[How to complete this task] Each line below that contains the word "used" must be copied.
*** Opening Task material ***
PR #59, opened 2024-06-20
initial attempt at planet data converter

cholmes:
This one needs a bit of help, but I think is pretty close.

I got it mostly working, though couldn't figure out why it was using 0.4.0 of the CLI, until I pushed the branch and realized I'd accidentally branched off of the Austria and Brazil converter branch that I was investigating. But I had managed to get it working locally.

Then I switched to 0.5.0, pleased to remove my dummy 'bbox' that I stuck in, but it's now stuck. I get:

```
% fiboa convert planet_afb -o ~/repos/data-fiboa/output/planet.parquet
fiboa CLI 0.5.0 - Convert 'planet_afb'

Getting file(s) if not cached yet
'dict' object has no attribute 'delete'
```

I couldn't find where the 'delete' was coming from, or where it should be. Any ideas? 

This PR also raises some issues, I mostly highlighted as comments in the code, the main one being that this is not about converted a fixed, online dataset, but is meant to be a tool to converter any Planet field boundary output. So it'd ideally have like a `-i` flag to point at a file instead of a default online location, or even require an input argument for this conversion. So curious how to approach this. It will be similar for DigiFarm and OneSoil, two other converters I'd like to make, as those are the three main field boundary providers that I know of.

### DIFF
--- a/fiboa_cli/datasets/planet_afb.py
+++ b/fiboa_cli/datasets/planet_afb.py
@@ -7,13 +7,19 @@ import re
 SOURCES = None
 
 DATA_ACCESS = """
-Get the data from Planet through ...
+Data must be obtained from the Planet subscriptions API, see 
+https://developers.planet.com/docs/planetary-variables/field-boundaries/ for additional information.
+The output should look something like FIELD_BOUNDARIES_v1.0.0_S2_P1M-20230101T000000Z_fb.gpkg
 """
 
 ID = "planet_afb"
 SHORT_NAME = "Planet Field Boundaries"
 TITLE = "Field boundaries created by Planet's Automated Field Boundary detection algorithm"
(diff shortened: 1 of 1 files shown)


m-mohr:
The delete issue has been fixed, I think. It only appears with Python 3.12 or later, which I don't have yet.

With the changes relating to extracting ZIP files, handling multiple input files, and caching, it's not overly easy anymore to pass in the source files easily. The -c option which we've used before now accepts a folder with files included and then the converter needs to specify the filenames in the folders. Also, a -i option could only handle the simple usecase of a non-extractable files.
Have a look at be_wa, which has also external data that you need to pass in from an external source. There's a DATA_ACCESS flag, which you can fill with instructions and then you can use -c and SOURCES in combination. Would that work for you?

cholmes:
Ok, I checked the improvements, they all look great. I updated the docs on this a bit, and also added determination method. So I think it's ready to merge.

thanks!

m-mohr (approved):

PR #60, opened 2024-06-21
Converter for Portugal government data

ivorbosloper:


fiboa_cli/datasets/pt.py
```diff
@@ -0,0 +1,84 @@
...
+    # filter for layers starting with Culturas_
+    gdfs = []
+    layers = fiona.listlayers(path)
+    for layer in layers:
+        if not layer.startswith("Culturas_"):
+            continue
+        data = gpd.read_file(path, layer=layer)
+        gdfs.append(data)
+
+    return pd.concat(gdfs)
```
m-mohr, line 61: All data should already be loaded, so I think this needs to happen before to avoid wasting resources.
The file migration is more for merging different types of data, let me find a solution that is more integrated...

fiboa_cli/datasets/pt.py
```diff
@@ -0,0 +1,84 @@
...
+# Inspire license. Not 100% clear at source
+LICENSE = {"title": "No conditions apply", "href": "https://inspire.ec.europa.eu/metadata-codelist/ConditionsApplyingToAccessAndUse/noConditionsApply", "type": "text/html", "rel": "license"}
+
+COLUMNS = {
+    "geometry": "geometry",
+    "OSA_ID": "id",
+    "CUL_ID": "block_id",
+    "CUL_CODIGO": "crop_code",
+    "CT_português": "crop_name",
+    "Shape_Area": "area"
```
m-mohr, line 25: Can we make use of the Shape_Length as well? For perimeter...

fiboa_cli/datasets/pt.py
m-mohr: Updated the CLI code to be able to filter by layers. Updated your template accordingly. Please check whether you are happy with it.

m-mohr (approved):
Generally, looks good to me. Please check the two comments and then happy to merge once you've confirmed.

fiboa_cli/datasets/pt.py
ivorbosloper: Ok, I think the layer-filter is a useful feature. I have some doubts about a bug in the current implementation (handling of .parquet files): https://github.com/fiboa/cli/commit/49b54df29c7bbcf93e67d5668017c35d8c66bea9#r143467019

Currently, `_convert` is a complex function with many arguments. In a similar setup, I've used some kind of `Converter` super-class, overridable by all converters. This makes it easier to implement some custom unforeseen overrides. But for now this is workable.

fiboa_cli/datasets/pt.py
ivorbosloper: Thanks. I was unaware of the usefulness, added.

fiboa_cli/datasets/pt.py
m-mohr: Good catch, thank you!
Fixed it in https://github.com/fiboa/cli/commit/f1140a60931baceaf1deee44322d235eb49bf0bd
Unfortunately, we don't have a GeoParquet source in converters anymore, so there's no test that catches this...

I agree that the convert function has grown significantly and should be refactored. Before I do this though, we should add more tests so that we can ensure a refactored version works properly. I generally started with testing various other commands today and I'll somewhat require tests for converters soon: #72 
Having that said, we should probably also test the converters a little more. Just relying on the converter in general, doesn't necessarily identifies "bugs" in the data.

PR #64, opened 2024-06-22
Update ec_si.py template

DanielNwaeze:
Removed determination datetime column and added EC_nuts3 in columns list with description

### DIFF
--- a/fiboa_cli/datasets/ec_si.py
+++ b/fiboa_cli/datasets/ec_si.py
@@ -1,12 +1,23 @@
+import os
+
+from tempfile import TemporaryDirectory
+from zipfile import ZipFile
+
+from ..util import download_file, log
 from ..convert_utils import convert as convert_
 
-SOURCES = {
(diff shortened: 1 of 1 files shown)


m-mohr (changes requested):
There are many unrelated changes in the PR that override recent commits. Please clean this up.

DanielNwaeze:
@m-mohr There seems to be a lot of changes you've made in the Fiboa repo and now, running fiboa convert is broken. Did we really need to make these modifications?

DanielNwaeze:
No worries. It was a dependency issue as I can see the cli version was updated

m-mohr:
Yes, we needed the changes, you just would have needed to work on the latest version. Why did you not `git pull` before you applied further updates? @DanielNwaeze

DanielNwaeze:
I had no idea the version got updated on Git. it was the same as at Thursday when I pulled it. Logged on yesterday with the assumption it was still the same. Oversight on my part

PR #68, opened 2024-06-23
Fieldscapes converter for Belgium and France

snehalchaudhari98:
Adding data converter for the sub-sampled data of the following countries.

References :

- fiboa/data#20
    - [Belgium Field Boundaries](https://landbouwcijfers.vlaanderen.be/open-geodata-landbouwgebruikspercelen)
- fiboa/data#14
    -  [France Field Boundaries](https://geoservices.ign.fr/rpg#telechargementrpg2021)


cholmes (commented):
Note that I put up a converter for eurocrops france as well, at https://github.com/fiboa/cli/blob/main/fiboa_cli/datasets/ec_fr.py. I think this one may be a bit better, but we should be sure we just have one in the repo.

snehalchaudhari98:
- fiboa/specification#28 this issue is present in the Franceconverter.  As per earlier discussions, for the fieldscapes project, the original geometries should not be changed.

PR #71, opened 2024-06-23
Update ec_si.py

DanielNwaeze:
Modified based on latest cli changes for commit

### DIFF
--- a/fiboa_cli/datasets/ec_si.py
+++ b/fiboa_cli/datasets/ec_si.py
@@ -46,7 +46,7 @@ COLUMNS = {
     'EC_trans_n': 'EC_trans_n', #fiboa custom field
     'EC_hcat_n': 'EC_hcat_n', #fiboa custom field
     'EC_hcat_c': 'EC_hcat_c', #fiboa custom field
-    'EC_NUTS3': 'EC_nuts3', #fiboa custom field
+    'EC_NUTS3': 'EC_NUTS3', #fiboa custom field
 }
 
 ADD_COLUMNS = {}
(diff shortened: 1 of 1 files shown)


fiboa_cli/datasets/ec_si.py
```diff
@@ -40,15 +45,14 @@
     'COLOR': 'color', #fiboa custom field
     'EC_trans_n': 'EC_trans_n', #fiboa custom field
     'EC_hcat_n': 'EC_hcat_n', #fiboa custom field
-    'EC_hcat_c': 'EC_hcat_c' #fiboa custom field
+    'EC_hcat_c': 'EC_hcat_c', #fiboa custom field
+    'EC_NUTS3': 'EC_nuts3', #fiboa custom field
```
m-mohr, line 49: If other EC datasets also use this field, maybe keep it uppercase?

DanielNwaeze (commented):
Modified the change @m-mohr

m-mohr:
While you are at it, would you mind adding a test similar to the ones we have?

Will merge nevertheless now, changes look good.

DanielNwaeze:
I don't see steps to creating tests on the repo. Maybe we add something clear in the Readme?

m-mohr:
That's something relatively new, we should indeed update the Readme.

DanielNwaeze:
what do we include for the data files for eurocrops datasets ec_fr and ec_si? no gpkgs are contained in the data.
do we convert the .shp file to .gpkg file? and wouldn't that consume a large amount of data?

m-mohr:
We can create a subset of the data using ogr. See the test file for the command.

Issue #235, opened 2018-10-10
Enum not serializing properly, serializing as string


pmmcmullen94:
I'm using JSONPickle 0.9.6 and when I serialize a custom enum that looks as follows: 
```
class TSDataType(Enum):
    NONE = 0
    STRING = 1
    INTEGER = 2
    DOUBLE = 3
    BOOLEAN = 4
```
it serializes fine sometimes like this: 
```
"DataType": {
     "py/reduce": [
         {
             "py/type": "Enums.TSDataType"
         },
         {
             "py/tuple": [
                 2
             ]
         },
         null,
         null,
         null
     ]
 },
```
but then other times it serializes like this:
`"DataType": "<TSDataType.INTEGER: 2>",`

The bottom way is serializing as a string whereas the top can successfully be deserialized back to the object. Is there anything that might be causing this that is known? 

My serialization code looks like this:
```
jsonpickle.encode(value, make_refs=False)
```

Thanks in advance

davvid:
Please retest using a modern version.  Enums are well handled these days.  Feel free to reopen if you have a test case that demonstrates an issue that is not currently handled by the current test suite.

numblr:
I have the same issue in version 1.4.1 when make_refs is set to False.

davvid:
Indeed, thank you @pmmcmullen94 and @numblr this was indeed an issue under `make_refs=False`.

I adjusted the behavior so that enums are treated like atoms and are thus never candidates for cycle detection.  A new test case was added to guarantee that this use case works as expected under `make_refs=False`.

This is was fixed in 99af0c8b96b5728ab6cfb4bc44d1d2ca4d9566bf -- please gives it a try and let me know if it improves your use cases.

The fix will be in the upcoming `v1.4.3` release.  I'll tentatively plan to tag the next version before the end of the year.  This change alone warrants a new release IMO, but since we just tagged a new `v1.4.2` just before this commit then it wouldn't hurt to wait a couple of weeks before tagging `v1.4.3`.

PR #327, opened 2020-11-18
Use set for checking types

laike9m:
Replaced tuple with set to make the `in` operation faster.

### DIFF
--- a/jsonpickle/util.py
+++ b/jsonpickle/util.py
@@ -33,7 +33,8 @@ if PY2:
     import __builtin__
 
 SEQUENCES = (list, set, tuple)
-PRIMITIVES = (compat.ustr, bool, type(None)) + numeric_types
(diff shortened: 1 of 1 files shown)


davvid:
Thanks!

laike9m:
Is it possible to release a new version?

davvid:
`jsonpickle==1.4.2` should be available via pypi now.  cheers

laike9m:
Nice, thanks for the work!

davvid:
I should also mention that a fix for #235 was just committed.  Please not that this change was *not* included in 1.4.2 since it was hot off the presses.  I plan to tag a release with that fix before the end of the year, but please shout out if it would be helpful sooner rather than later.

cheers!

laike9m:
Got it, no worries

PR #330, opened 2020-12-14
Enable decode of timedelta pandas dtype

jdow7:


davvid:
Thank you so much!  This looks correct, but it would be really nice if we could have a unit test to make sure that it works correctly, and to make sure that we don't break this functionality in the future.

Sorry for the delay in responding to the PRs -- I have some more time now.  BTW, there is a change brewing in #338 that would be great to test in tandem with these changes.  Could you maybe test that branch with these change to verify that they're all good?

Maybe we can come up with the test case together, in case you're having trouble running the tests.  The `tests/pandas_test.py` is probably the best place to add the new tests.

Let's try to get this tested and then we'll merge this right in.  Thanks again!

davvid:
Ah, sorry I missed your note in #331 -- I can try to rearrange recipe you provided there into a test case as well since you mentioned you're new.  Let me know if you were able to run the test suite, that's usually the first step to writing new tests since it's easier to do once it's up and running.

If I'm able to write a test that fails without these changes and then passes with them present then I'll merge this shortly thereafter.  Thanks again.

davvid:
I added a test case to `tests/pandas_test.py` (near the bottom) with your recipe from #331.  It worked great, thanks again!

PR #339, opened 2021-01-14
Micro-Optimization

Theelgirl:
Currently, if you are trying to decode something with the object tag, it takes 10 ``if`` checks for previous tags. Because three of those are only for backwards compatibility, and most people probably don't use them, I decided to push them closer to the end. This shaves off about 20% of the time per call of ``Unpickler._restore`` on my VPS with some of my test data (mixed 'py/object' and 'py/state'), and it didn't fail any pytest tests.

I plan to submit more optimizations in the future, I see great potential in this library for use if speed and security are taken care of.

### DIFF
--- a/jsonpickle/unpickler.py
+++ b/jsonpickle/unpickler.py
@@ -15,7 +15,6 @@ from . import handlers
 from .compat import numeric_types
 from .backend import json
 
-
 def decode(
     string, backend=None, context=None, keys=False, reset=True, safe=False, classes=None
 ):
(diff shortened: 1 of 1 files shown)


davvid:
This sound really cool!  Let me know if you need any help getting the test suite running locally for verification.  Hopefully there's not some use cases that are reliant on the current order of tag checking or other things.  Thanks for your help.

Theelgirl:
Thanks! I got the testing suite running locally, but I couldn't get flake8 and black running so I could use some advice with that.

Theelgirl:
Also, is it okay if I add some commits for documentation updates to this? I noticed that docs for Unpickler are very sparse in terms of describing what the various decoding options do, and I'm not sure how to make a new PR with the documentation changes but without these optimization changes.

Theelgirl:
Closing in favor of an even more efficient unpickler that I'm going to make a new PR for. I tested this one with tox on every python version, so I expect it to work.

PR #340, opened 2021-01-16
Large optimization to unpickler

Theelgirl:
I realized that in certain cases, actually a sizeable number of cases, we don't need to check if it has a tag because it's a float, or an int, or something else that can't contain a string tag. This doubles the speed of unpickling for my personal use case (which involves a large amount of ints/floats), and should provide a statistically significant speed increase for most other cases also.

### DIFF
--- a/jsonpickle/unpickler.py
+++ b/jsonpickle/unpickler.py
@@ -176,28 +176,49 @@ class Unpickler(object):
         self._proxies = []
 
     def _restore(self, obj):
+        # if obj isn't in these types, neither it nor nothing in it can have a tag
+        # don't change the tuple of types to a set, it won't work with isinstance
+        if not isinstance(obj, (str, list, dict, set, tuple)):
+
+            def restore(x):
+                return x
+
+        else:
+            restore = self._restore_tags(obj)
+        return restore(obj)
+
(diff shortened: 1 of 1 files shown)


davvid:
Sweet, thanks!

Theelgirl:
No problem! I was looking over encoder optimizations recently, do you think I should focus more on optimizing encoding or decoding?

davvid:
Hmm that's a great question.  I'm not really sure which has the most low-hanging fruit.  `decode()` performance might benefit more users would be my guess.  For example, an app that stores state may read it more often then it stores it, but like most things it's fairly app specific.

There's a bunch of backwards-compatibility code around the `self._namestack`, `self._namedict` and `self._refname()` in support of the older `tags.REF` stuff that was emitted by much older versions.  There's already enough stuff since `v1.5.0` that we can tag `v1.5.1` shortly to clear the way for another minor (`v1.6.0`) that drops that backwards-compatibility support for `tags.REF` if it improves performance even further.

Theelgirl:
Just profiled that backwards-compatibility code, it doesn't seem to take up much cpu time or memory so I think I'll leave it for now.

PR #343, opened 2021-01-17
4x speedup for is_reducible

Theelgirl:
Speeds up encode by about 30% on my machine/test data, plus passes all the tests on my machine.


Theelgirl:
Clarification: It sped up encode by a relatively large percentage because my test data was encoding a custom class with ``__getstate__``, ``__setstate__``, and ``_slots__`` defined, when I run it on a version without those defined, it's less of a speedup (though I haven't fully determined how much less).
*** Closing Task material ***
[Solution to this problem]
With the changes relating to extracting ZIP files, handling multiple input files, and caching, it's not overly easy anymore to pass in the source files easily. The -c option which we've used before now accepts a folder with files included and then the converter needs to specify the filenames in the folders. Also, a -i option could only handle the simple usecase of a non-extractable files.
Currently, `_convert` is a complex function with many arguments. In a similar setup, I've used some kind of `Converter` super-class, overridable by all converters. This makes it easier to implement some custom unforeseen overrides. But for now this is workable.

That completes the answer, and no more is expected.